PROBLEM TO SOLVE: Every record here needs to be written out again exactly.

RECORDS SUPPLIED:
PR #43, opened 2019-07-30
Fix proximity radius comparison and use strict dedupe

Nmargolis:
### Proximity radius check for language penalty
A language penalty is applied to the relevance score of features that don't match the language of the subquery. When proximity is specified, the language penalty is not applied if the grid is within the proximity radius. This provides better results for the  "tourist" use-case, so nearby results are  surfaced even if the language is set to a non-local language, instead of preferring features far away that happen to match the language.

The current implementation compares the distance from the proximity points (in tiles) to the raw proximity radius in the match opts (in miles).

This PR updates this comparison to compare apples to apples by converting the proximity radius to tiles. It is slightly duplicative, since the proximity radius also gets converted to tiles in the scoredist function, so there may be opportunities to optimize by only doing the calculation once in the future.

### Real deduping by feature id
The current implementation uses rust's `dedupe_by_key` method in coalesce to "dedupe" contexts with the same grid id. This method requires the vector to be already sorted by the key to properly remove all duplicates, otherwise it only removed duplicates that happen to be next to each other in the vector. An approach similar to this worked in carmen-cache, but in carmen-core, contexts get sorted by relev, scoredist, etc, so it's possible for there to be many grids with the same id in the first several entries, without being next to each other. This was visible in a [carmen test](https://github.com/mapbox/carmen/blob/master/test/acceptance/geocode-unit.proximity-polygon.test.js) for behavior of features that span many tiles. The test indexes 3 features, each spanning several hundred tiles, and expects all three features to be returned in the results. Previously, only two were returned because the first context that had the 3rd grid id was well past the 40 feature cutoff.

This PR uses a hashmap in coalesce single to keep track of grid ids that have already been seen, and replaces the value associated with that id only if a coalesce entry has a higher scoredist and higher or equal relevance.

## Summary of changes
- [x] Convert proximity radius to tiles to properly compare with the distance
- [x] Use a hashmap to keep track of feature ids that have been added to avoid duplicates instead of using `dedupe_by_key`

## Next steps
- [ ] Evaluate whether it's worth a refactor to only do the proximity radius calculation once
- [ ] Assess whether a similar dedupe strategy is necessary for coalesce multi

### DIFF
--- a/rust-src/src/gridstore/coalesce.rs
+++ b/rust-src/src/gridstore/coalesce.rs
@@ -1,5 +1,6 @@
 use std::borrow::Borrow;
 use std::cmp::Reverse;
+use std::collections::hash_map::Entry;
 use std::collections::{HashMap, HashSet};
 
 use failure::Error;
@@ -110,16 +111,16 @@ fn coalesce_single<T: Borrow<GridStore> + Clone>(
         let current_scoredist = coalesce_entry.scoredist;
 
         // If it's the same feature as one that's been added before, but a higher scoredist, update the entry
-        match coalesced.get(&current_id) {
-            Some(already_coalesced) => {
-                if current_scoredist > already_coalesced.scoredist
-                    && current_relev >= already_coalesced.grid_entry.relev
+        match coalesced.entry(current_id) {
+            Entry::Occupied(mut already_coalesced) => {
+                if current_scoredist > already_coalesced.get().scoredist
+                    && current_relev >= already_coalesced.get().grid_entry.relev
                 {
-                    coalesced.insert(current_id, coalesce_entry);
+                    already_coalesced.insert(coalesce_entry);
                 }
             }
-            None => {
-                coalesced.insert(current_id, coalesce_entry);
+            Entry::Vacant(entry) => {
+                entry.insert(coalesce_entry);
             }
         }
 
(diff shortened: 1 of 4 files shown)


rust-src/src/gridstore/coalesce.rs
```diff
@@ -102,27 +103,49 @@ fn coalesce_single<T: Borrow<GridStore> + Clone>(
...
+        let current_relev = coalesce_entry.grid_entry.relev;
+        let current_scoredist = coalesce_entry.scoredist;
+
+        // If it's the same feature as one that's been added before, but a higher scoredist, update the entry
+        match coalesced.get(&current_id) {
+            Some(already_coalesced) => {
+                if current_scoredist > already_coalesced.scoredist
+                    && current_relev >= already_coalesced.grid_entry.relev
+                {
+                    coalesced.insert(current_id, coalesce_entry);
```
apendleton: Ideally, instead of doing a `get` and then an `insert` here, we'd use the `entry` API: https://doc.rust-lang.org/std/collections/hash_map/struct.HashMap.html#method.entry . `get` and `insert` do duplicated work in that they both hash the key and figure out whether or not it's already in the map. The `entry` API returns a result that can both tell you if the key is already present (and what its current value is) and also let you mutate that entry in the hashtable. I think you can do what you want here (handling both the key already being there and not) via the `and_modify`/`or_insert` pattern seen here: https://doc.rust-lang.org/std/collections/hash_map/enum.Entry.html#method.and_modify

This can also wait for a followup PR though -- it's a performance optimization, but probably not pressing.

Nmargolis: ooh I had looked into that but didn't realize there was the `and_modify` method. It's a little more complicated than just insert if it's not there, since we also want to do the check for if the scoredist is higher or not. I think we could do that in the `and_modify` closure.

REPLY:
PR #43, opened 2019-07-30
Fix proximity radius comparison and use strict dedupe

Nmargolis:
### Proximity radius check for language penalty
A language penalty is applied to the relevance score of features that don't match the language of the subquery. When proximity is specified, the language penalty is not applied if the grid is within the proximity radius. This provides better results for the  "tourist" use-case, so nearby results are  surfaced even if the language is set to a non-local language, instead of preferring features far away that happen to match the language.

The current implementation compares the distance from the proximity points (in tiles) to the raw proximity radius in the match opts (in miles).

This PR updates this comparison to compare apples to apples by converting the proximity radius to tiles. It is slightly duplicative, since the proximity radius also gets converted to tiles in the scoredist function, so there may be opportunities to optimize by only doing the calculation once in the future.

### Real deduping by feature id
The current implementation uses rust's `dedupe_by_key` method in coalesce to "dedupe" contexts with the same grid id. This method requires the vector to be already sorted by the key to properly remove all duplicates, otherwise it only removed duplicates that happen to be next to each other in the vector. An approach similar to this worked in carmen-cache, but in carmen-core, contexts get sorted by relev, scoredist, etc, so it's possible for there to be many grids with the same id in the first several entries, without being next to each other. This was visible in a [carmen test](https://github.com/mapbox/carmen/blob/master/test/acceptance/geocode-unit.proximity-polygon.test.js) for behavior of features that span many tiles. The test indexes 3 features, each spanning several hundred tiles, and expects all three features to be returned in the results. Previously, only two were returned because the first context that had the 3rd grid id was well past the 40 feature cutoff.

This PR uses a hashmap in coalesce single to keep track of grid ids that have already been seen, and replaces the value associated with that id only if a coalesce entry has a higher scoredist and higher or equal relevance.

## Summary of changes
- [x] Convert proximity radius to tiles to properly compare with the distance
- [x] Use a hashmap to keep track of feature ids that have been added to avoid duplicates instead of using `dedupe_by_key`

## Next steps
- [ ] Evaluate whether it's worth a refactor to only do the proximity radius calculation once
- [ ] Assess whether a similar dedupe strategy is necessary for coalesce multi

### DIFF
--- a/rust-src/src/gridstore/coalesce.rs
+++ b/rust-src/src/gridstore/coalesce.rs
@@ -1,5 +1,6 @@
 use std::borrow::Borrow;
 use std::cmp::Reverse;
+use std::collections::hash_map::Entry;
 use std::collections::{HashMap, HashSet};
 
 use failure::Error;
@@ -110,16 +111,16 @@ fn coalesce_single<T: Borrow<GridStore> + Clone>(
         let current_scoredist = coalesce_entry.scoredist;
 
         // If it's the same feature as one that's been added before, but a higher scoredist, update the entry
-        match coalesced.get(&current_id) {
-            Some(already_coalesced) => {
-                if current_scoredist > already_coalesced.scoredist
-                    && current_relev >= already_coalesced.grid_entry.relev
+        match coalesced.entry(current_id) {
+            Entry::Occupied(mut already_coalesced) => {
+                if current_scoredist > already_coalesced.get().scoredist
+                    && current_relev >= already_coalesced.get().grid_entry.relev
                 {
-                    coalesced.insert(current_id, coalesce_entry);
+                    already_coalesced.insert(coalesce_entry);
                 }
             }
-            None => {
-                coalesced.insert(current_id, coalesce_entry);
+            Entry::Vacant(entry) => {
+                entry.insert(coalesce_entry);
             }
         }
 
(diff shortened: 1 of 4 files shown)


rust-src/src/gridstore/coalesce.rs
```diff
@@ -102,27 +103,49 @@ fn coalesce_single<T: Borrow<GridStore> + Clone>(
...
+        let current_relev = coalesce_entry.grid_entry.relev;
+        let current_scoredist = coalesce_entry.scoredist;
+
+        // If it's the same feature as one that's been added before, but a higher scoredist, update the entry
+        match coalesced.get(&current_id) {
+            Some(already_coalesced) => {
+                if current_scoredist > already_coalesced.scoredist
+                    && current_relev >= already_coalesced.grid_entry.relev
+                {
+                    coalesced.insert(current_id, coalesce_entry);
```
apendleton: Ideally, instead of doing a `get` and then an `insert` here, we'd use the `entry` API: https://doc.rust-lang.org/std/collections/hash_map/struct.HashMap.html#method.entry . `get` and `insert` do duplicated work in that they both hash the key and figure out whether or not it's already in the map. The `entry` API returns a result that can both tell you if the key is already present (and what its current value is) and also let you mutate that entry in the hashtable. I think you can do what you want here (handling both the key already being there and not) via the `and_modify`/`or_insert` pattern seen here: https://doc.rust-lang.org/std/collections/hash_map/enum.Entry.html#method.and_modify

This can also wait for a followup PR though -- it's a performance optimization, but probably not pressing.

Nmargolis: ooh I had looked into that but didn't realize there was the `and_modify` method. It's a little more complicated than just insert if it's not there, since we also want to do the check for if the scoredist is higher or not. I think we could do that in the `and_modify` closure.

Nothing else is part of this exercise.